ナオが両手を広げて抱きしめたら、腕の中にすっぽり入ってしまいそうなサイズ。
「え、なに? どうしたの?」
「迎えに来たの」
えへへと笑う彼女は、寒さのせいかうっすらとほほを染めていて、可愛かった。
ナオの方はといえば、慌てたようにもデレデレしたようにも見える、普段とは違う調子で。

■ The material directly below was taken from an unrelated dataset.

PR #5532, opened 2026-07-22
Exclude haiku doctests from CI

samanklesaria:
This PR fixes the CI's recent doctest failures. Currently, we get "AttributeError: jax.core.DropVar was deprecated in JAX v0.10.0 and removed in JAX v0.11.0." when running doctests. This is actually a problem with haiku: (dm-haiku==0.0.16's jaxpr_info.py:45 still references jax.core.DropVar, which the latest jax removed). The simplest fix is to just not run guides/converting_and_upgrading/haiku_migration_guide during doctest CI.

慌ただしく彼女とおれたちを引き合わせ、手を繋いで去っていった。
なんとも、お似合いのカップルに見える。
へえ、あんた、そういう人だったんだ。
「はあ、行っちゃった、ねえ」
「かわいい子だったねえ」
「いやあ、なかなか、したたかと見た」
「そうねー、これ、結構な威嚇よね……」
ナオと彼女の後姿を見送って、ぼそぼそと感想が出てくる。
ホントにな。
新幹線のホームまでお出迎えとか、びっくりだ。
「ま、今が一番楽しい時らしいから、しょうがないか」
自分を一番に考えてねって感じの子だよね、と。
女性陣が肩をすくめて言う。
「これからナオさんに幹事頼みにくくなるかもですね」
「だねー」
「まっすんも新婚さんだしねー」
「ていうか、増田さんもうすぐパパさんですからね」
皆の声を聞きながら、おれは空を見上げる。
ホームの間、線路の上に、細く細く見える空。
どんよりと雲がおりてきていて、夜中だっていうのにうっすらグレイに見える。
降るのかな。
どうせ降るなら雨より雪の方がいいな。
どうせ降るならつながりでいうなら、今夜よりは来週のクリスマスイブの方がいいけどさ。
「生方くん、調子悪い?」
気遣い担当、といわれる女子が、おれの顔をのぞき込む。
「ああ、ごめん、ちょっと疲れたみたい。おれ、今夜はここで撤収するわ」
「また、岡田につきあって歩き回ったんだろ……断れよ、後で寝込むんだからさあ」
「やだな、寝込んだりしないって。それに、おれも行きたかったんだよ、復元集落」
皆でどこかに行くときに、ナオと少しだけ別行動させてもらうのは、いつものこと。
今回もナオが前乗りで旅行に行こうと言った時、何の疑問も持たずについて行った。
趣味兼仕事で、博物館や遺跡や城跡をとにかく歩き回る。
寝込むことはなくなったとはいえ、ナオとの小旅行の後、おれが体調を崩すのは毎度のことだった。
だってほら、旅先ってどうしても夜の方は激しくなっちゃうし。
でもせっかく行ったんだから、いろんなところも見たいし。
今夜の疲れは、それだけじゃないけど。
かけられた声にあいまいに笑って、おれは荷物を抱え直す。